Unstuck infrastructure.
What happened so far:
- Icinga alerts (IRC notifications) around 25/07/2021 3:27 about socket timeout [1]
- Then escalation and most public facing services went down
- Analysis started on the 26/07 next morning
- First: status.softwareheritage.org manually updated to notify the issue on channels
- Unable to get SSH access to any machines (the SSHd was hanging shortly after authentication)
- Around noon identification of ceph which spitted lots of logs, which filled in disk on /, which crashed all ceph monitors, which made RBD disks (used for all/most VMs including firewalls) unavailable
- Copied the huge /var/log/ceph.log file to saam:/srv/storage/space/logs/ceph.log.gz for further investigation, and deleted it from all monitors
- Fixed the storage issue and progressive restart of nodes
- This unstucks most services
- Update status.softwareheritage.org with partial service disruption notification
- Logs still dumping too much information and dangerously close to the initial issue though
- Stopping workers
- for host in {branly,hypervisor3,beaubourg} [3]
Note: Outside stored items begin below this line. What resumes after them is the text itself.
PR #2526, opened 2021-01-06
Enable multipart and multithreaded uploads in AWS

stanhu:
When files are stored in object storage, CarrierWave will copy these
files from their temporary location to a final location. However, if the
file is above 5 GB, the upload will fail outright because AWS requires
multipart uploads to be used to copy files above that limit.

Even if multipart uploads were used, files containing several gigabytes
of data may take a long time. In one test, a 6 GB file took several
minutes to copy with fog-aws, while it only took 36 seconds with the aws
CLI. The main difference: multithreading.

fog-aws now supports multipart, multithreaded uploads per these pull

- Cleaning up voluminous logs
- Noticed discrepancy version between 14.2.16 for {branly,beaubourg} and 14.2.22 for hypervisor3 [4]
- Restart ceph-mon@<host>
- Restart ceph-osd@*
- Restart ceph-mgs@<host>
- ... Investigation continues and restarting services ongoing
[1] P1099
[2] https://branly.internal.softwareheritage.org:8006/
[3] Our main hypervisors our infrastructure rely upon
[4] The most likely fix happened when restarting the ceph-osd@* which somehow dropped
replaying instructions which were dumping lots of log errors.